== THE TASK ==
Repeat the data exactly, so that every line matches the original.

───── DATA PROVIDED

PR #224, opened 2023-07-11
Add an example that rewrites sentences in the passive voice to active voice

danieldk:
## Description

This adds another example besides the more generic QA-like generation script that we already have.

We use `FalconGenerator` rather than `AutoGenerator` because the prompt was created with Falcon 7B with instruction tuning.

### Types of change

Example.

## Checklist

### DIFF
--- a/examples/passive2active.py
+++ b/examples/passive2active.py
@@ -1,0 +1,145 @@
+#!/usr/bin/env python3
+
+# Rewrite sentences in the passive voice to the active voice using the
+# 7B parameter Falcon model. This is only a small demo of using Curated
+# Transformers for a specific application of generation. The example only
+# works for relatively simple sentences, use larger models/better prompts/
+# finetuning to get better results.
+#
+# Example usage:
+#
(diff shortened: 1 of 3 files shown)


examples/passive2active.py
```diff
@@ -0,0 +1,145 @@
...
+
+[{"passive": "The medal was won by the Dutch speed skater.", "active": "..."},
+ {"passive": "Anita was driven to the theatre by Carla.", "active": "..."}]'"""
+
+parser = argparse.ArgumentParser(
+    formatter_class=argparse.RawDescriptionHelpFormatter,
+    description="Rewrite sentences in the active voice to passive voice",
+    epilog=EPILOG,
+)
+parser.add_argument(
```
shadeMe, line 43: Shall we also add an argument to enable quantization?

danieldk: Great idea. Added. Also had to make `RefinedWebModel` inherit `Quantizable`.

shadeMe (approved):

──────────

== ANSWER TO THIS EXERCISE ==
PR #224, opened 2023-07-11
Add an example that rewrites sentences in the passive voice to active voice

danieldk:
## Description

This adds another example besides the more generic QA-like generation script that we already have.

We use `FalconGenerator` rather than `AutoGenerator` because the prompt was created with Falcon 7B with instruction tuning.

### Types of change

Example.

## Checklist

### DIFF
--- a/examples/passive2active.py
+++ b/examples/passive2active.py
@@ -1,0 +1,145 @@
+#!/usr/bin/env python3
+
+# Rewrite sentences in the passive voice to the active voice using the
+# 7B parameter Falcon model. This is only a small demo of using Curated
+# Transformers for a specific application of generation. The example only
+# works for relatively simple sentences, use larger models/better prompts/
+# finetuning to get better results.
+#
+# Example usage:
+#
(diff shortened: 1 of 3 files shown)


examples/passive2active.py
```diff
@@ -0,0 +1,145 @@
...
+
+[{"passive": "The medal was won by the Dutch speed skater.", "active": "..."},
+ {"passive": "Anita was driven to the theatre by Carla.", "active": "..."}]'"""
+
+parser = argparse.ArgumentParser(
+    formatter_class=argparse.RawDescriptionHelpFormatter,
+    description="Rewrite sentences in the active voice to passive voice",
+    epilog=EPILOG,
+)
+parser.add_argument(
```
shadeMe, line 43: Shall we also add an argument to enable quantization?

danieldk: Great idea. Added. Also had to make `RefinedWebModel` inherit `Quantizable`.

shadeMe (approved):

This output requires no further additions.